25; "Friendzoned" / Part II

22K 1.3K 414
                                    

 

Harry’yle arkadaş olmak harikaydı.

Yani aslında henüz iki saat bile geçmemişti ama arkadaşı olduğumu öne sürerek bana temizliğin kalanında yardım etmişti ve bundan harika ne olabilirdi ki?

Kesinlikle hiçbir sorun yoktu, arkadaşlığımız da hayatım gibi kusursuzdu. Arkadaşlık adı altında bir şeylere ket falan da vurmamıştık, birlikte soluduğumuz havada da gergin bir tansiyon falan yoktu.

“Şimdi ne yapıyoruz?” diye sordum, sesimdeki şaşkınlığı hala atamamıştım. Buranın benim evim olduğuna inanasım gelmiyordu. Kanalları bakmadan değiştirip duran Harry’nin yanına oturdum ve kendimi o şekilde televizyonda ne olduğunu asla anlayamayacak olduğu gerçeği konusunda onu rahatsız etmemek için zor tuttum.

Harry sorumu bir an düşünür gibi göründü. “Neden bana soruyorsun?”

Dudaklarımı büzdüm. “Arkadaşlar birlikte ne yapar bilmiyorum ki...”

“Nasıl yani?” diye soru şüpheyle.

Fazlasıyla hassas bir konu olduğundan, cevaplamadan önce güvensizce kollarımı göğsümde birleştirdim. “Kiminle arkadaş olacağım hep önceden ayarlanırdı. Onlarla da planlı görüşmelere ya da kıyafet provalarına giderdik. Bazen de davetlere. O kadar.”

Kaşlarını kaldırdı, bir an yorum yapacağını düşündüm ama sonra basitçe omuz silkti. “Ben de sosyal kelebek sayılmam.”

“Görebiliyorum,” gözlerimi devirdim. “Bazen popüler çocuk klişesi olduğunu söylemeyi çok istiyorum ama ilginç bir şekilde gördüğüm ilk antisosyal popülersin.”

“Bana antisosyal demek seni biraz iki yüzlü yapmıyor mu?”

Ona bir şeyle dönecekken duraksadım ve durum karşısında iç çektim. Bazı şeyler hiç değişmiyordu. Muhtemelen Harry’yle ilişki statümüzü ne yaparsak yapalım, evli çift sendromundan kurtulamayacaktık. Komikti bu.

Konuyu değiştirmek, biraz da karnımı susturmak için ona doğru döndüm ve yapabildiğim en tatlı gülümsemeyi attım. “Açım ben.”

“Dalga geçiyorsun değil mi?” dedi, gerçekten yalan söylediğime dair bir iz arıyor gibi görünüyordu.

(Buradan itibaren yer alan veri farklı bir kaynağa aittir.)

PR #427, opened 2024-05-16
Makes cudnn a default executor

vedaanta:
<details>
  <summary><b>Before submitting</b></summary>

- [x] Was this discussed/approved via a Github issue? (no need for typos and docs improvements)
- [x] Did you read the [contributor guideline](https://github.com/Lightning-AI/pytorch-lightning/blob/main/.github/CONTRIBUTING.md), Pull Request section?
- [x] Did you make sure to update the docs?
- [x] Did you write any new necessary tests?

</details>

## What does this PR do?
Cudnn is now a default executor.
The only operation targeted is sdpa.

The main change is a stricter checker function. Both forward and backward graph support are ensured before claiming sdpa operation.
(The checker was previously made lenient in #57)

Fixes #418.

## PR review

Anyone in the community is free to review the PR once the tests have passed.
If we didn't discuss your PR in Github issues there's a high chance it will not be merged.

## Did you have fun?

Make sure you had fun coding 🙃

PR #2525, opened 2025-09-24
fix: working README.md example, support nvfuser for torch==2.8

lianakoleva:
## What does this PR do?

Provides working "Quick start" example for new users. The default fuser for `thunder.compile` is `nvFuser`, so this change creates a working example that [runs on any machine](https://github.com/Lightning-AI/lightning-thunder/pull/427#discussion_r1604777732). Further, `thunder.compile` has `cudnn` in its default executor list, while cuDNN is listed as an optional executor in the "Advanced install options" section. An alternative would be to change the default fuser for `thunder.compile` to `torch.compile` and move `pip install nvidia-cudnn-frontend` to the main `pip install` list, but I assumed functionality is more important to maintain than documentation. Happy to make any change!

### DIFF
--- a/README.md
+++ b/README.md
@@ -87,6 +87,7 @@ pip install nvfuser-cu128-torch28 nvidia-cudnn-frontend  # if NVIDIA GPU is pres
   <summary>For older versions of <code>torch</code></summary>
 
 <code>torch==2.7</code> + CUDA 12.8
+
 ```bash
 pip install lightning-thunder
 
@@ -95,6 +96,7 @@ pip install nvfuser-cu128-torch27 nvidia-cudnn-frontend  # if NVIDIA GPU is pres
 ```
 
 <code>torch==2.6</code> + CUDA 12.6
+
 ```bash
 pip install lightning-thunder
 
@@ -103,6 +105,7 @@ pip install nvfuser-cu126-torch26 nvidia-cudnn-frontend  # if NVIDIA GPU is pres
 ```
 
 <code>torch==2.5</code> + CUDA 12.4
+
 ```bash
 pip install lightning-thunder
 
--- a/README.md
+++ b/README.md
@@ -79,10 +79,38 @@ Install Thunder via pip ([more options](https://lightning.ai/docs/thunder/latest
 ```bash
 pip install lightning-thunder
 
-pip install torch==2.7.0 torchvision==0.22  # for torch==2.7
-pip install torch==2.6.0 torchvision==0.21  # for torch==2.6
+pip install -U torch torchvision
+pip install nvfuser-cu128-torch28 nvidia-cudnn-frontend  # if NVIDIA GPU is present
+```
+
+<details>
+  <summary>For older versions of <code>torch</code></summary>
+
+<code>torch==2.7</code> + CUDA 12.8
+```bash
+pip install lightning-thunder
+
+pip install torch==2.7.0 torchvision==0.22
 pip install nvfuser-cu128-torch27 nvidia-cudnn-frontend  # if NVIDIA GPU is present
 ```
+
+<code>torch==2.6</code> + CUDA 12.6
+```bash
+pip install lightning-thunder
+
+pip install torch==2.6.0 torchvision==0.21
+pip install nvfuser-cu126-torch26 nvidia-cudnn-frontend  # if NVIDIA GPU is present
+```
+
+<code>torch==2.5</code> + CUDA 12.4
+```bash
+pip install lightning-thunder
+
+pip install torch==2.5.0 torchvision==0.20
+pip install nvfuser-cu124-torch25 nvidia-cudnn-frontend  # if NVIDIA GPU is present
+```
+
+</details>
 
 <details>
   <summary>Advanced install options</summary>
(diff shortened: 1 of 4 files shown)


README.md
```diff
@@ -77,7 +77,8 @@ For **performance experts**, Thunder is the most ergonomic framework for underst
 Install Thunder via pip ([more options](https://lightning.ai/docs/thunder/latest/fundamentals/installation.html)):
 
 ```bash
-pip install torch==2.6.0 torchvision==0.21 nvfuser-cu124-torch26
+pip install torch==2.7.0 torchvision==0.22 nvfuser-cu128-torch27  # for torch==2.7
+pip install torch==2.6.0 torchvision==0.21 nvfuser-cu124-torch26  # for torch==2.6
```
KaelanDt: I don't think this will work if you don't have a gpu. Tried on my mac for example, got 

```
nvidia-smi command not found. Ensure NVIDIA drivers are installed.
```

If we want it to run on any gpu we may as well also keep thunder.compile and add cudnn in the quickstart, since we also want first users to see good performance, cudnn executors will help for that. 

Also, i'm not sure the two lines cover all gpu machines: what if you have torch 2.5 installed?

KaelanDt: I also think keeping nvfuser as the default is important, as we don't want to rely as much as fusions coming from torch.compile

lantiga:
Hey @lianakoleva thanks for the fix!

I recommend the following:
- we keep `thunder.compile` as the entrypoint
- we handle the case where cuda is not available by avoiding executors that require it
- we have cudnn frontend as a default dependency (installing nvfuser and cudnn frontend on a CPU-only machine doesn't hurt, so we can either have two different install instructions for CPU and GPU or include both by default and that's it)

With these changes: https://github.com/Lightning-AI/lightning-thunder/compare/main...luca/fix-cpu-experience
you can run the quickstart on a CPU machine without warnings. Feel free to pull them in.

cc @KaelanDt

README.md
lianakoleva: I attempted on Ubuntu CPU and Mac, the `nvfuser` package does not install but the others do, so I think this is fine.
```
$ pip install torch==2.7.0 torchvision==0.22 nvfuser-cu128-torch27
Collecting torch==2.7.0
  Downloading torch-2.7.0-cp313-none-macosx_11_0_arm64.whl.metadata (29 kB)
Collecting torchvision==0.22
  Downloading torchvision-0.22.0-cp313-cp313-macosx_11_0_arm64.whl.metadata (6.1 kB)
ERROR: Could not find a version that satisfies the requirement nvfuser-cu128-torch27 (from versions: none)

[notice] A new release of pip is available: 25.0.1 -> 25.2
[notice] To update, run: pip install --upgrade pip
ERROR: No matching distribution found for nvfuser-cu128-torch27
```

Our [required version](https://github.com/Lightning-AI/lightning-thunder/blob/main/requirements/base.txt#L1) of `torch` is already `>=2.7.1`, so I don't think we need to be concerned with `2.5`.

lianakoleva:
@lantiga I made the corresponding README fix, but switched the install order because `pip install lightning-thunder` currently overwrites the torch install from the previous step (`2.7->2.8`), which invalidates the `nvfuser` install. The only compatible version I found for `torch>=2.8.0` is `nvfuser-cu128` with torch nightly: `pip install --pre "nvfuser-cu128[torch]" --extra-index-url https://pypi.nvidia.com`, but I don't think we want to suggest this.

t-vi:
@lianakoleva I'm seeing https://pypi.org/project/nvfuser-cu128-torch28/ which works with torch28 and cu128 (which is the default version for torch28 from pip per https://pytorch.org/get-started/locally/)

t-vi (approved):
Sounds good. Thank you @lianakoleva  Given that this supports blackwell allright, do we want to drop the advanced installation instruction's _Blackwell Support_ section?

thunder/executors/transformer_engineex.py
```diff
@@ -8,18 +8,21 @@
...
 
 transformer_engine_ex: None | StatefulExecutor = None
 TransformerEngineTransform: None | Transform = None
 _te_activation_checkpointing_transform: None | Callable[[TraceCtx], TraceCtx] = None
 
-if package_available("transformer_engine"):
-    import thunder.executors.transformer_engineex_impl as impl
+if torch.cuda.is_available():
+    if package_available("transformer_engine"):
+        import thunder.executors.transformer_engineex_impl as impl
```
riccardofelluga, line 21: @lianakoleva  What happens if torch.cuda.is_available() returns False? Will this error silently?

thunder/executors/triton_crossentropy.py
```diff
@@ -1,16 +1,20 @@
...
 triton_ex: None | OperatorExecutor = None
-if triton_version is not None:
-    try:
-        from thunder.executors.triton_crossentropy_impl import triton_ex as impl_ex
 
-        triton_ex = impl_ex
-    except Exception:
-        import warnings
+if torch.cuda.is_available():
+    if triton_version is not None:
```
riccardofelluga, line 11: Same consideration as earlier here.

riccardofelluga (commented):
What use case made you hit an import issue?

Since I made recent changes to one of these files, could it be possible to be added to the reviewers next time?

Kaşlarımı çattım. “Açım dedim.”

“Görebiliyorum,” diye soludu. “Vücudun eskisi kadar aktif olmadığından bütün enerjiyi midene harcıyor olmalı.”

Ona bir tane çarpmak istedim ama sadece ayağa kalktım ve tutması için elimi uzattım. “Kalk hadi, alışverişe çıkmamız lazım.”

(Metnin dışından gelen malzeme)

PR #2503, opened 2025-09-05
[WIP] DTensor: Add _grouped_mm torch and prim

kshitij12345:
Related #2338 

TODO:
* [ ] Figure out why we see `Error from segmentation group 1: The singleton Communicator isn't available. This is most likely because the instance wasn't successfully initialized due to lack of a multi-process running (e.g. mpirun or torchrun).` only when running this primitive.

PR #2526, opened 2025-09-24
Run test_dtensor with torchrun

kshitij12345:
Context:
When running the `test_dtensor.py` like we do now (`pytest thunder/tests/distributed/test_dtensor.py`), we see `Error from segmentation group 1: The singleton Communicator isn't available.` for #2503 

Changes:

* Move all the tests under `class DTensorTest(DistributedParallelTestCase)` to free functions with `test` prefix and run the test with `torchrun --nproc-per-node 2 --no-python pytest thunder/tests/distributed/test_dtensor.py` (This is required to correctly run the nvFuser tests)

cc @borda

### DIFF
--- a/.github/CODEOWNERS
+++ b/.github/CODEOWNERS
@@ -4,14 +4,14 @@
 # @global-owner1, @global-owner2, and @global-owner3 will be requested for review when someone opens a pull request.
 
 # Thank you, our previous code owners for their service:
-#   @carmocca
+#   @carmocca @borda
 
-* @mruberry @lantiga @t-vi
+* @mruberry @lantiga @t-vi @KaelanDt
 
 # CI/CD and configs
-/.azure/        @borda @lantiga @t-vi
-/.github/       @borda @lantiga @t-vi
-/.lightning/    @borda @lantiga @t-vi
-/dockers/       @borda @lantiga @t-vi
-Makefile        @borda @lantiga @t-vi
-*.yml           @borda @lantiga @t-vi
+/.azure/        @KaelanDt @lantiga @t-vi
+/.github/       @KaelanDt @lantiga @t-vi
+/.lightning/    @KaelanDt @lantiga @t-vi
+/dockers/       @KaelanDt @lantiga @t-vi
+Makefile        @KaelanDt @lantiga @t-vi
+*.yml           @KaelanDt @lantiga @t-vi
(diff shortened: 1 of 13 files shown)


wujingyue (approved):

“Sadece arkadaşınım; gay arkadaşın değil, bunu farkındasın değil mi?” diye sordu ama yine de elimi tutup ayağa kalktı.

Bu dünyada onun gay olmadığını benden daha iyi bilen biri var mıdır acaba diye merak ettim ama sorusunu cevaplamadım.

***

“Saçmalık bu!” topuklarımı yere çarptım. “Neden muz, muzlu süt, muzlu dondurulmuş yoğurt, muzlu müsli ve muzlu jöle alıyoruz? Ben muzdan nefret ederim!”

Harry onun soyadına sahip tüm insan ırkına sövmüşüm gibi görünüyordu. “Ben severim,” dedi uzatmadan. “Yani alıyoruz.”

“Bu alışveriş benim evim için,” diye hatırlattım. “Karadut ve böğürtlen olmayan hiçbir şey almam!”

Aynılarının böğürtlenlilerini de arabaya yerleştirdim, hızımı alamayıp reçel ve dondurulmuş böğürtlen de bulmuştum. Hıh, ben öndeydim.